Um time formado por mérito

Com essa segunda lista, Ancelotti dá sequência ao seu processo de observação, abre espaço para novos nomes e, ao mesmo tempo, coloca limites para velhas dependências. O Brasil começa a ganhar forma sob sua condução — não como um time de estrelas inquestionáveis, mas como um grupo que será afinado pela exigência e pelo mérito.

A LISTA

Goleiros: Alisson (Liverpool), Bento (Al-Nassr) e Hugo Souza (Corinthians)

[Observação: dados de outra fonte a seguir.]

PR #446, opened 2016-11-11
[WIP] queen-attack: use Algebraic Notation for coordinates?

jtigger:
*(this PR is not intended to be merged, but start a conversation; additional changes edits to the README would be required to make this edit complete)*

Typically, chess coordinates are expressed in [AN](https://en.wikipedia.org/wiki/Algebraic_notation_(chess)).  Wouldn't it add some flavor to this exercise to use that notation?

Doing so...
- ups the fun factor 🎉  by increasing the depth of the exercise by pulling concepts from the domain of the problem space;
- makes the exercise slightly more challenging 💪  ;
- with numeric tuples, it's really easy to slip into [primitive obsession](http://wiki.c2.com/?PrimitiveObsession) (passing around arrays of integers, for example) — by using AN, it's easier to make the "argument" to address that code smell 🐽 .

### DIFF
--- a/exercises/queen-attack/canonical-data.json
+++ b/exercises/queen-attack/canonical-data.json
@@ -14,35 +14,35 @@
       {
         "description": "queen with a valid position",
         "queen": {
-          "position": "(2,2)"
+          "position": "d1"
         },
         "expected": 0
       },
       {
         "description": "queen must have positive rank",
         "queen": {
-          "position": "(-2,2)"
+          "position": "a-1"
         },
         "expected": -1
       },
       {
         "description": "queen must have rank on board",
         "queen": {
-          "position": "(8,4)"
+          "position": "f9"
         },
         "expected": -1
       },
       {
         "description": "queen must have positive file",
         "queen": {
-          "position": "(2,-2)"
+          "position": "_3"
         },
         "expected": -1
       },
       {
         "description": "queen must have file on board",
         "queen": {
-          "position": "(4,8)"
+          "position": "i3"
         },
         "expected": -1
       }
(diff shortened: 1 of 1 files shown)


rbasso:
I think that `queen-attack` used an unfortunate indexing system, as I already pointed out in https://github.com/exercism/x-common/issues/313#issuecomment-236798084, so I think that it deserves to be updated.

At least, we need to change the indexing system to be (1,1) based, right-up oriented, to match chess, but I'm still uncertain about if using chess notation in a string would be putting to much in a single exercise.

If all the exercises involve parsing, we dilute what makes each one of them interesting, so I'm usually against mixing too many things in the same problem. I believe that the problems should be short and focused, this way they don't get tiring and boring.

Maybe it is OK in this case, because it is related to chess anyway. I don't know...

Taking the opportunity to discuss another thing in the test suite, the `create` section has an interesting description:

> *Test creation of Queens with valid and invalid positions*

It seems that this was written with OO in mind. What is being *created* :question:

Insti:
I am in favour of using chess co-ordinates.

Reasoning:
- This is phrased as a chess problem. 
- Working out if the queen is on the board is irrelevant to the problem.
- Which way the board/co-ordinates are oriented is irrelevant to the problem.
- We could add a different problem 'chess-co-ordinates' that is a simple one to handle 
algebraic notation mappings that the student will have encountered before reaching this problem.

Additional proposal: 
- Remove co-ordinate validation checks from the test cases.

jtigger:
@rbasso said:
> Taking the opportunity to discuss another thing in the test suite, the create section has an interesting description:
>
> > Test creation of Queens with valid and invalid positions

> It seems that this was written with OOP in mind. What is being created ❓

... and @Insti replied:

> Working out if the queen is on the board is irrelevant to the problem.

👍

exercises/queen-attack/canonical-data.json
```diff
@@ -14,35 +14,35 @@
...
-          "position": "(8,4)"
+          "position": "f9"
         },
         "expected": -1
       },
       {
         "description": "queen must have positive file",
         "queen": {
-          "position": "(2,-2)"
+          "position": "_3"
```
stevejb71: This does not represent a negative file.

IanWhitney:
I would like us to think about the complexity we're adding to the problem by making this change. 

- Instead of checking numbers students will now parsing & validating a string.
- Instead of math boundaries for ranks students are now checking presence of a char.
- Instead of math for diagonal checking, students are (probably) converting chars to integers and doing math

Which, fine, if there's some benefit to it. But I don't see what the benefit is beyond "It makes it more chess like." It certainly gives the students more things to _do_, but I don't think it makes the problem any better.

I don't think verisimilitude should be our goal in these problems. If making the problem more realistic makes the learning experience better, then I'm all for it. But I don't see it here.

jtigger:
> I don't think verisimilitude should be our goal in these problems. If making the problem more realistic makes the learning experience better, then I'm all for it. But I don't see it here.

Yeah, well put, @IanWhitney... we don't want difficulty for difficulty's sake; that's just annoying.  Having had a chance to go away and come back to the idea, I see how the added requirement would likely just layer on more work, not change the solution fundamentally.  That is, practitioners would probably just have to do the work to interpret the AN into integer tuples and then everything would remain the same.

Thanks for the discussion!

Issue #441, opened 2016-11-06
Update or remove non-ASCII test cases.


Insti:
In https://github.com/exercism/x-common/issues/428 the decision was made to remove test cases containing non-ASCII characers from exercises that are not explicitly about extended character set handling.

The following tests were identified as containing test cases that need to be fixed:

- [x] exercises/atbash-cipher/canonical-data.json
- [x] exercises/bob/canonical-data.json
- [x] exercises/forth/canonical-data.json
- [x] exercises/isogram/canonical-data.json
- [x] exercises/pangram/canonical-data.json
- [x] exercises/run-length-encoding/canonical-data.json
- [x] exercises/scrabble-score/canonical-data.json

Please check before removing a test that it is not **also testing another property of the solution**. If it is, please update the test to remove the non-ascii characters while maintaining the other intended purpose.

ldwoolley:
The discussion is still open?  isn't it?  I think handling unicode where ever possible future proofs the solutions and improves the programming solutions.

robkeim:
I just sent out #527 which addresses atbash-cipher, forth, and scrabble-score.

The last exercise [isogram](https://github.com/exercism/x-common/blob/master/exercises/isogram/canonical-data.json) was already addressed in #433.

PR #449, opened 2016-11-19
Remove non-Latin alphabetic characters from Bob. Also remove the file…

stevejb71:
… comment which looks to be not relevant any more.

This is to address issue #441.


stevejb71:
Added back in the ascii whitespace character test.

PR #370, opened 2016-09-09
raindrops: include edge cases in tests

McEileen:
I added new tests for edge cases after opening issue #434 on the Ruby track.  https://github.com/exercism/xruby/issues/434

PR #450, opened 2016-11-22
Add descriptions for the raindrops tests.

stevejb71:
Unlike the other canonical-data I have seen, the tests have no description.
I'm writing a test generator for the xocaml stream - it fails due to this.

### DIFF
--- a/exercises/raindrops/canonical-data.json
+++ b/exercises/raindrops/canonical-data.json
@@ -26,7 +26,7 @@
          "expected": "Pling"
       },
       {
-        "description" : "the sound for 8 is 8",
+        "description" : "2 to the power 3 does not make a raindrop sound as 3 is the exponent not the base",
         "number" : 8,
         "expected": "8"
       },
@@ -41,7 +41,7 @@
          "expected": "Plang"
       },
       {
-         "description" : "the sound for 14 is Plong",
+         "description" : "the sound for 14 is Plong as it has a factor of 7",
          "number" : 14,
          "expected": "Plong"
       },
--- a/exercises/raindrops/canonical-data.json
+++ b/exercises/raindrops/canonical-data.json
@@ -1,74 +1,92 @@
 {
    "cases": [
       {
+         "description" : "the sound for 1 is 1",
          "number" : 1,
          "expected": "1"
       },
       {
+         "description" : "the sound for 3 is Pling",
          "number" : 3,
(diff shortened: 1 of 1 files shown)


exercises/raindrops/canonical-data.json
```diff
@@ -1,74 +1,92 @@
...
          "number" : 9,
          "expected": "Pling"
       },
       {
+         "description" : "the sound for 10 is Plang as it has a factor 5",
          "number" : 10,
          "expected": "Plang"
       },
       {
+         "description" : "the sound for 14 is Plong",
```
dvberkel: I rather like the cases for 9, and 10, where there is an explanation for the sound in the description. It is missing here, is this by design?

petertseng:
I apologise for breaking the upcoming generator - this was my fault in #314. It seems in light of #336 it is advantageous to keep things consistent. The good part: since the new descriptions are not just the string representation of the number, then it actually makes sense to have te descriptions.

exercises/raindrops/canonical-data.json
```diff
@@ -1,74 +1,92 @@
...
          "number" : 7,
          "expected": "Plong"
       },
       {
+         "description" : "the sound for 6 is Pling as it has a factor 3",
          "number" : 6,
          "expected": "Pling"
       },
       {
+        "description" : "the sound for 8 is 8",
```
petertseng: Does it make sense to include the reasoning for #370 in here? In particular, that 2^**3** is **not** "Pling" since the 3 is the power, rather than the base?

stevejb71: If it's a common mistake in implemention is this exercise, then why not. 

Something like "2 to the power 3 does not make a raindrop sound as 3 is the power not the base"?

petertseng: That proposed description seems good.

Caveat on the strength of my opinion: Whether it qualifies for common isn't known first-hand to me as I haven't done this exercise in any language. A particular way of doing it in Ruby (https://github.com/exercism/xruby/issues/434) first caused this case to be added.

But I figure... now that it's added, might as well give it the description to suit it, and I think this description does suit.

stevejb71: I updated the description for 8.

dvberkel:
Changes look good to me

PR #452, opened 2016-11-26
Provide inputs to minesweeper canonical data.

stevejb71:
Although the inputs can be backed out from the expected values by simply deleting the numbers, this has the disadvantage:

1. Needs special case code in test generators.
2. Might encourage humans writing the test to programatically back out the inputs in the tests as well. For Exercism, I think it's better to be explicit about the test inputs - being explicit will be easier to understand.


stkent:
Nice change. I recently implemented this in the Java track and plumped for explicit input rather than "backed-out" input for the tests, for exactly the reason you suggest - better to be explicit!

petertseng:
I just drop a quick note since I made https://github.com/exercism/x-common/pull/330

I did it the way I did at the time, but I don't feel so strongly about it at all (I'm about a 2/10), so I'm happy to defer to anyone who feels strongly about it.

Some tracks do currently generate the input from the output. I imagine that becomes an application of "don't repeat yourself".

However, adding the inputs to the JSON file adds support for tracks that want to be explicit without removing existing support, so adding them cannot really be a loss. The only possible risk is any danger of the input not matching the output, but this can be verified automatically, so the risk can be mitigated.

The other alternative is to say if a track wants to be explicit, it's that track's generator's job to create the input from removing numbers from the output in the JSON. Of course not all tracks have generators yet, so this option doesn't yet make sense.

petertseng:
EBWODP:

Appendix of tracks being explicit or implicit. I believe this information is not relevant to any decision making in this PR (decision can be made independent of this information), but I was interested in it anyway.

- https://github.com/exercism/xelixir/blob/master/exercises/minesweeper/minesweeper_test.exs - implicit
- https://github.com/exercism/xfsharp/blob/master/exercises/minesweeper/MinesweeperTest.fs - explicit
- https://github.com/exercism/xgo/blob/master/exercises/minesweeper/minesweeper_test.go - implicit
- https://github.com/exercism/xhaskell/blob/master/exercises/minesweeper/test/Tests.hs - implicit
- https://github.com/exercism/xlua/blob/master/exercises/minesweeper/minesweeper_spec.lua - explicit
- https://github.com/exercism/xocaml/blob/master/exercises/minesweeper/test.ml - implicit
- https://github.com/exercism/xphp/blob/master/exercises/minesweeper/minesweeper_test.php - explicit
- https://github.com/exercism/xperl5/blob/master/exercises/minesweeper/minesweeper.t - explicit
- https://github.com/exercism/xpython/blob/master/exercises/minesweeper/minesweeper_test.py - explicit
- https://github.com/exercism/xruby/blob/master/exercises/minesweeper/minesweeper_test.rb - explicit
- https://github.com/exercism/xrust/blob/master/exercises/minesweeper/tests/minesweeper.rs - implicit
- https://github.com/exercism/xscala/blob/master/exercises/minesweeper/src/test/scala/MinesweeperTest.scala - explicit
- https://github.com/exercism/xswift/blob/master/exercises/minesweeper/MinesweeperTest.swift - explicit

Insti:
Thanks @stevejb71 :heart:

PR #456, opened 2016-11-29
minesweeper: remove number from input, add mines

petertseng:
an input containing only "8" implies that the student solution is
supposed to read a board with numbers and fill in the mines, which is
contrary to all other tests (read a board with mines, fill in the
numbers)

### DIFF
--- a/exercises/minesweeper/canonical-data.json
+++ b/exercises/minesweeper/canonical-data.json
@@ -56,9 +56,9 @@
     {
       "description": "space surrounded by mines",
       "input": [
-        "   ",
-        " 8 ",
-        "   "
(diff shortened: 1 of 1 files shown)


petertseng:
Found with:

```ruby
require 'json'

json = JSON.parse(IO.read('canonical-data.json'))

json['cases'].each { |c|
  input = c['input']
  output = c['expected']
  clean = output.map { |l| l.gsub(/\d/, ' ') }

  raise "Nope on #{c}, got #{clean}" if clean != input
}
```

stevejb71:
That was a good catch. Is the verify script something that could be added to the CI build?

PR #754, opened 2017-04-12
WIP <Exercise say in C>

srinivasamaringanti:
I will implement exercise say


petertseng:
Thanks for your interest. It seems like it would be best to open this on https://github.com/exercism/xc, would it not? Since the goal is to inform other people who may implement say in **C** that someone else (you) is already doing so, and the information is most effective if placed where contributors to the C track would look.

PR #755, opened 2017-04-17
word-search: add canonical data

### LINKED ISSUE #591: word-search: Implement canonical-data.json

stkent:
Closes #591.

Notes/thoughts:
- Single grid is used for all tests. The likelihood that a practitioner will hard-code the actual search logic in any way is low.
- Grid used for all tests matches the updated grid from the exercise `description.md`; Go track will need to update that to match this spec.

Defensores: Alexsandro (Lille), Alex Sandro (Flamengo), Caio Henrique (Monaco), Douglas Santos (Zenit), Fabrício Bruno (Cruzeiro), Gabriel Magalhães (Arsenal), Marquinhos (PSG), Vanderson (Monaco) e Wesley (Flamengo)

Meias: Andrey Santos (Chelsea), Bruno Guimarães (Newcastle), Casemiro (Manchester United), Joelinton (Newcastle) e Lucas Paquetá (West Ham)

Atacantes: Estêvão (Chelsea), Gabriel Martinelli (Arsenal), João Pedro (Chelsea), Kaio Jorge (Cruzeiro), Luiz Henrique (Zenit), Matheus Cunha (Manchester United), Raphinha (Barcelona) e Richarlison (Tottenham)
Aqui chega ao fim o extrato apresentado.